Alfred Waldron was a talented printmaker born 1912. Born in the suburbs of Birmingham, he attended the local Art School, at that time famous for pushing the boundaries of graphic design and flaunting it in their annuals The Torch. Waldron studied under Eric Malthouse (taught at Birmingham from 1931-7), who’s estate these prints come from. Waldron was at the Birmingham School of Art from 1931-4. Graduating from the art school Waldon travelled to stay at the artists’ colony on Sark, in the Channel Islands.

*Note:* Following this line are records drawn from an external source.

PR #649, opened 2017-08-10
Add warning about outdated version under Ubuntu 16.04 Xenial

FlorianFranzen:
Ubuntu 16.04 packaged version of rofi is extremely outdated. This causes
all kind of weird behaviour with newer scripts, i.e. with clerk.
This commit adds a warning to the installation instructions to warn new
users about this problem and direct them to install a newer version
directly from launchpad.

Hope that this remark will save people some trouble.

### DIFF
--- a/INSTALL.md
+++ b/INSTALL.md
@@ -184,8 +184,13 @@ gdb rofi core
 
 ```
 apt install rofi
-
 ```
+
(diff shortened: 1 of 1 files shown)


DaveDavenport:
Maybe i3's backports for rofi is interesting to mention: http://debian.sur5r.net/rofi/.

In the 1930s many British artists worked on Sark for the good light but these were traditionalists such as Arthur Royce Bradbury, who spent most of the summers there. Eric Drake was a teacher at the Slade School of Art and had married a talented graphic artist, Lisel, and moved to the island too. Eric invited many artists to the island, including the groups most famous member, the author and artist Mervyn Peake in 1932. Peake spent the next five years on the island.
These young artists were shook up with new and bold styles of printmaking and painting and bought this to the island. Waldron joined the Sark Group of Artists in 1934, the same time as Guy Mallet, and they both exhibited prints at the newly built art gallery that acted as the centre for the artists on the island. They were joined by frequent guests on the island, Sybil and Cyril Andrews.

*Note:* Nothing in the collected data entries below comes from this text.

PR #651, opened 2017-08-12
Add --pin-last option to keep the last-used entry first

CyberShadow:
This allows quickly re-running the last command by simply running `rofi` and pressing Enter.

The last commit enables the new option by default, but I can drop it at your discretion.


CyberShadow:
Updated and rebased on `next` branch.

PR #685, opened 2017-10-02
Add gentoo install instructions.

refacto:
Adding install instructions for Gentoo. The ebuild is well maintained, and one doesn't have to fuss with overlays.


DaveDavenport:
thanks.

Other artists on the island included Medora Heather, Stanley Royal, C. T. Fay and George Elmslie Owen.
The teacher Eric Drake and his rich American wife Eloise, ‘Lisel’, an ex-Slade student, had started the Sark Art Group a few years earlier, hoping to imitate the artists’ colony in St Ives in Cornwall, and had built a studio.
Sybil & Cyril: Cutting through Time
In London the Sark Group exhibited at the Cooling Galleries, New Bond Street, London from May to June 1934. This exhibition created a lot of press coverage, and in an interview Drake tried to encourage young artists to come to Sark but suggesting that men could get money and credit on the island by taking on manual jobs such as gardening on the island “between his spells of artistic creation“.
Alfred Waldron was known as ‘Pip’ on the island. It’s claimed that Mervyn Peake based the character of Mr Pye (1953) on him.
Eric Drake wrote about Waldron: ‘he seemed to live in a world of fantasy that was private to him, if not completely autistic. I think we all felt his innate ability, but we also knew of his traumatic childhood; I hoped Sark would snap him out of it, but I guess it needed more than that’.
Vast Alchemies: The Life and Work of Mervyn Peake – Page 72
Drake continues: Pip brought with him Alex Gannon to the Colony – ‘the two were hand in glove; I never tried to probe the relationship’. ‘Once Pip had seen Sark, he could hardly be made to go back to Birmingham, yet Gannon could hardly be made to give up his business [also in Birmingham] and kick his heels in Sark.”
Vast Alchemies: The Life and Work of Mervyn Peake
A critic of one of the artists group shows said this of Waltron’s linocuts: ‘The perfect balance of the black and white, the vitality of the figures, the texture, and the composition as a whole, is amazing.’
The group stuck together until the war sealed the fate of the community on the island, as well as Eric Drakes’s separation with his wife in 1937.
Waldron also showed his work widely in North America including in the British Pavilion at the World’s Fair in New York 1939, National Gallery of Canada 1939, Museum of Fine Arts, Boston 1940, and the Arts Club of Chicago 1940. His work is in the collection of the British Council.
The last record of him exhibiting his work is in an exhibition in Puru, Exposición de arte Británico Contemporáneo with his linocuts for a planned book of the Omar Khayyam. The work was donated to the British Council by Mrs Douglas Mitchell.
Alfred Waldron’s last works were of Linocuts. It could be he died of natural causes or in the war but the British Council also have no record of what happened to him after 1945.